As Sophos tells it, while "Philadelphia" is still sold in the corners of the dark web, Rainmakers Labs has produced a glossy video available on YouTube in which it explains the ins and outs of the kit, including customizing the ransomware and other feature options. And, the malware-ists also provide a help guide to steer buyers through setup and installation, kind of like an appliance maker would with a toaster.

Don’t think for even a second that’s all there is:

  • There are settings to tailor an attack and track targets, including ‘Track victims on a Google map’ and ‘Give Mercy’ options, the former for demographic information and the latter aimed at helping the creeps to extract themselves from a financial kidnap gone awry.
  • Tidbits on campaign building, how to set up a command-and-control center and, let’s not forget, how to collect money.
  • A PHP script to manage communications between attackers and victims and save information about attacks.
  • Text of the ransom message that will appear to victims and the color of the text, whether the message appears before a victim’s data is encrypted, and “Russian Roulette,” a scare tactic which deletes some files after a certain predetermined time period.

It’s these options that sets “Philadelphia” apart, not just for the comprehensive nature of the offering but also for its potential to speed innovation and bring in more money, Palotay said.

In other RaaS cases SophosLabs examined, pricing strategies ranged from splitting a percentage of the ransom coming from victims with kit customers to selling subscriptions to dashboards that follow attacks, the company said.

“The fact that 'Philadelphia' is $400 and other ransomware kits run from $39 to $200 is notable,” Palotay wrote. “The $400 price tag, which is quite good for what Philadelphia buyers are promised, includes constant updates, unlimited access and unlimited builds. It’s just like an actual software service that supports customers with regular updates.”

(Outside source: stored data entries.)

PR #327, opened 2025-12-15
Fix tutorial tests: deal with new dataverse download naming

sroet:
Our tutorial tests are failing in unzipping the `dataverse_files.zip` file as dataverse decided to rename the default data:

>  When there are no errors, this has the effect of saving the file under the name suggested by Dataverse (which as of v6.7 will be based on the persistent identifier of the dataset and the latest version number, for example doi-10.70122-fk2-n2xgbj_1.1.zip; in prior versions the file name was dataverse_files.zip in all cases).

([ref link](https://guides.dataverse.org/en/6.7.1/api/dataaccess.html))

This updates the unzip command to the new filename


McHaillet (approved):
Thanks for the fix!

sroet:
Still failing, but with the expected error (not using a dedicated test machine, so the GPU is in use)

Fortunately, Sophos’ report doesn’t let us wander off stunned and half-cocked without directions home. Here’s the company’s list of defense maneuvers:

  • Back up regularly and keep a recent backup copy off-site. Encrypt your backup and you won’t have to worry about the backup device falling into the wrong hands.
  • Don’t enable macros in document attachments received via email. A lot of malware infections rely on persuading you to turn macros back on, so don’t do it!
  • Be cautious about unsolicited attachments. If in doubt, leave it out.
  • Patch early, patch often. The sooner you patch, the fewer open holes remain for the crooks to exploit.

And, Sophos advises us to use its Intercept X platform that blocks the unauthorized encryption of files.

D. Howard Kass

D. Howard Kass is a contributing editor to MSSP Alert. He brings a career in journalism and market research to the role. He has served as CRN News Editor, Dataquest Channel Analyst, and West Coast Senior Contributing Editor at Channelnomics. As the CEO of The Viewpoint Group, he led groundbreaking market research.